Task to carry out – Answer with a number only, giving how many lines in the data below include "site".
****************
PR #12524, opened 2026-09-02
feat(providers): refresh Z.ai Web models and browser transport

backryun:
## Summary

- replace the stale Z.ai Web catalog with the current `GLM-5.3-Flash`, `GLM-5.3`, and `GLM-5.2` models
- map the public Flash model id to Z.ai's current `x-preview-l` wire id and expose each model's supported mandatory Thinking effort levels
- select models and Deep Think effort through the current browser UI using exact labels
- keep the authenticated `/api/v2/chat/completions` flow and run Z.ai in pooled off-screen headed Chromium because true headless Chromium is rejected by the current CAPTCHA with `F001`
- include sanitized POST response statuses in browser transport failures for actionable diagnostics

## Validation

- `node --import tsx/esm --test tests/unit/browserBackedChat-matcher.test.ts tests/unit/browserPool-proxy.test.ts tests/unit/executor-zai-web.test.ts tests/unit/zai-web-chat-endpoint-8014-probe.test.ts`
- `npm run typecheck:core`
- changed-file ESLint with the repository suppressions file
- `npm run check:provider-consistency`
- `npm run check:provider-assets`
- live local `/v1/chat/completions` calls returned HTTP 200 for all three models:
  - `zw/glm-5.3-flash` with Low effort
  - `zw/glm-5.3` with Low effort
  - `zw/glm-5.2` with High effort

### DIFF
--- a/open-sse/config/providers/registry/zai-web/index.ts
+++ b/open-sse/config/providers/registry/zai-web/index.ts
@@ -15,29 +15,26 @@ export const zai_webProvider: RegistryEntry = {
   // not accept caller-supplied OpenAI `tools`, which remains disabled here.
   models: [
     {
+      id: "glm-5.3-flash",
+      name: "GLM-5.3-Flash",
+      toolCalling: false,
+      supportsReasoning: true,
+      supportedThinkingEfforts: ["low", "high", "max"],
+      supportsVision: true,
+    },
+    {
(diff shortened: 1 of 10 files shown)


backryun:
image
Tested, and confirmed perfectly works!

PR #12528, opened 2026-09-02
feat(video): redact raw client-snapshot transcript fields in the detailed log (#12150 P2)

diegosouzapw:
Refs #12150, #12430 (P2 surface 1)

⚠️ base-red inherited: #12518

## What

`clientRawRequest.body` is a bounded clone of the client's ORIGINAL request,
captured **before** the guardrail chain runs, and persisted verbatim by
`reqLogger.logClientRawRequest` (`open-sse/handlers/chatCore.ts`). Because it
predates the video-bridge guardrail's own description redaction (#12150 P1),
it still carried the client's raw `transcript` / `audioTranscript` cue text on
any video part — the dominant transcript-retention leak identified in the
#12150 design doc (surface 2 there, P2's "surface 1").

This PR redacts that snapshot, and only that snapshot:

- New file `src/lib/guardrails/videoBridgeSnapshotRedaction.ts` exports
  `redactVideoTranscriptFieldsForLog(body: unknown): unknown` — a pure,
  dependency-light helper that walks `body.messages[].content[]` and
  `body.input[].content[]` and replaces `transcript` / `audioTranscript`
  field VALUES (on the part itself, or its `video_url`/`source` sub-object —
  mirrors how `extractVideoParts` in `videoBridgeHelpers.ts` reads them) with
  the sentinel `"[redacted-video-transcript]"`. Keys are never deleted.
  Returns a new `structuredClone`, never mutates the input.
  - Deliberately **not** part of `videoBridgeHelpers.ts` (frame-extraction
    broker, audio/video fusion, contact-sheet composition, `sharp`) so the
    hot chat-request path doesn't statically import that dependency chain
    just to reach this one redaction. The placeholder is kept as a local
    literal (not imported) for the same reason; a drift test asserts it
    matches the canonical `VIDEO_TRANSCRIPT_REDACTION_PLACEHOLDER` export.
- One guarded call-site change in `open-sse/handlers/chatCore.ts`
  (`logClientRawRequest`): when `videoBridgeObserved` (already threaded by
  P1), pass `redactVideoTranscriptFieldsForLog(clientRawRequest.body)`
  instead of the raw body. Non-observed path is byte-identical (same object
  reference, no clone) — verified directly in a test.

Out of scope (P2b/P2c): the continuation store and derived-prompt dispatches.

## Testing

TDD, `env -u OMNIROUTE_API_KEY` throughout:

- RED: 8 new tests in `tests/unit/guardrails/videoBridgeSnapshotRedaction.test.ts`
  run against a naive passthrough stub — 3 pass / 5 fail (captured).
- GREEN: same 8 tests against the real implementation — 8/8 pass. Covers both
  `messages` and `input` containers, transcript directly on the part vs.
  nested under `video_url`/`source`, ref/non-video-part preservation,
  no-mutation, a non-video body unchanged, a video part with no transcript
  field unchanged, and no drift from the P1 placeholder constant.
- Extended `tests/unit/video-bridge-log-redaction.test.ts` (the existing P1
  surface-1 file) with a new test exercising the exact
  `videoBridgeObserved ? redact(...) : body` call-site pattern against a fake
  `logClientRawRequest` — redacted+cloned when observed, byte-identical
  reference when not. Sanity-mutated the guard condition to confirm the test
  fails when the wiring is wrong (4 pass / 1 fail), then reverted — 5/5 green.
  A full `handleChatCore` integration test was not attempted: importing the
  real `chatCore.ts` is feasible (44 existing tests do) but driving it this
  deep requires the ~900-line DB/upstream-fetch mocking harness seen in
  `chatcore-sanitization.test.ts`, for no additional proof beyond what the
  above two suites already cover — per the task brief's own escape hatch.
- Full `tests/unit/guardrails/**` directory: 528/528 pass (no regressions).
- `tests/unit/chatcore-imports-cleanly.test.ts` +
  `tests/unit/video-bridge-memory-suppression.test.ts`: 12/12 pass (chatCore.ts
  still imports cleanly with the new static import; P1's Memory-suppression
  surface is unaffected).
- `tests/unit/chatcore-sanitization.test.ts` (full `handleChatCore`
  integration, detailed-logging path): 18/18 pass.
- `npm run test:vitest`: 51 files / 465 tests pass.
- `npx prettier --check` on all touched files: clean.
- eslint was not run — broken repo-wide (`@eslint/compat`), per the task's
  stated gate substitution (prettier + typecheck:core).

Full `npm run test:unit` (whole-repo suite) was not run given its multi-hour
scope and the change's narrow, well-isolated surface confirmed green above;
flagging this explicitly for the reviewer.

### DIFF
--- a/open-sse/handlers/chatCore.ts
+++ b/open-sse/handlers/chatCore.ts
@@ -360,7 +360,7 @@ import { deleteSessionAccountAffinity } from "@/lib/db/sessionAccountAffinity";
 import { getCacheControlSettings } from "@/lib/cacheControlSettings";
 import { guardrailRegistry } from "@/lib/guardrails";
 import type { VideoBridgeLogRedactionEntry } from "@/lib/guardrails/videoBridge";
-import { redactVideoTranscriptFieldsForLog } from "@/lib/guardrails/videoBridgeSnapshotRedaction";
+import { logClientRawRequestRedacted } from "@/lib/guardrails/videoBridgeSnapshotRedaction";
 import {
   shouldPreserveCacheControl,
   resolveConnectionCacheOverride,
@@ -1212,22 +1212,9 @@ export async function handleChatCore({
   });
   const pendingScope = { id: pendingRequestId, model, provider, connectionId: pendingConnId };
   const providerRequestCapture = createPreparedRequestLogger(reqLogger, pendingScope);
-  // 0. Log client raw request (before format conversion)
-  if (clientRawRequest) {
-    reqLogger.logClientRawRequest(
-      clientRawRequest.endpoint,
-      // #12150 P2 surface 1 (the dominant transcript-retention leak): this snapshot is
-      // captured BEFORE the guardrail chain runs, so it still carries the client's raw
-      // video transcript cue text untouched by the video-bridge guardrail's own
-      // description redaction. Redact it in this LOGGED copy only when the guardrail
-      // observed a video part on this request — clientRawRequest.body itself is never
-      // mutated and keeps flowing to every other consumer unchanged.
-      videoBridgeObserved
-        ? redactVideoTranscriptFieldsForLog(clientRawRequest.body)
-        : clientRawRequest.body,
-      clientRawRequest.headers
-    );
-  }
+  // 0. Log client raw request (before format conversion) — redacts video transcript
+  // cues in the logged copy only; see videoBridgeSnapshotRedaction.ts.
+  logClientRawRequestRedacted(reqLogger, clientRawRequest, videoBridgeObserved);
   const reasoningRouteDecision =
     body && typeof body === "object"
       ? (body as Record<string, unknown>)._omnirouteReasoningRouteTrace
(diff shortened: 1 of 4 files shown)


diegosouzapw:
Fast Quality Gates \`check:file-size\` caught the P2a wiring growing \`chatCore.ts\` past its frozen ceiling (5985 > 5976 congelado). Fixed in 21debc0819: extracted the guarded \`logClientRawRequest\` call into \`logClientRawRequestRedacted\` (new export in \`videoBridgeSnapshotRedaction.ts\`, which already owns the redaction), collapsing the inline if-block at the call site to a single call — net **-4 lines** vs the pre-P2a base. Behavior unchanged (verified by tests): non-observed still logs the exact same \`clientRawRequest.body\` reference; observed still logs the redacted clone.

Verified:
\`\`\`
$ npm run check:file-size -- --base-ref 86e83d4138441c3c842c2a3bc5c20d1b06db41d1
[file-size] OK — 135 arquivos congelados, cap 1200 para novos (4527 arquivos verificados)
[test-file-size] OK — 40 test files congelados, testCap 1200 para novos (5385 test files verificados)
\`\`\`
All prior tests re-run green (guardrails dir 528/528, chatcore-imports-cleanly + video-bridge-memory-suppression + chatcore-sanitization 30/30), plus \`typecheck:core\` and \`prettier --check\` clean.

diegosouzapw:
Merging: file-size violation fixed (chatCore.ts 5972 < 5976, baseline untouched; verified locally + re-review). 0 checks failing; the one pending job ("No new ESLint warnings") carries the inherited CodeQL ratchet (base-red #12518, 13>11) which this diff cannot affect — it is a pure structured-redaction helper (structuredClone + field overwrite), no url/crypto/hash/stack-trace code, eslint metric 0/0. ⚠️ base-red inherited: #12518.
****************
Result of the task – 3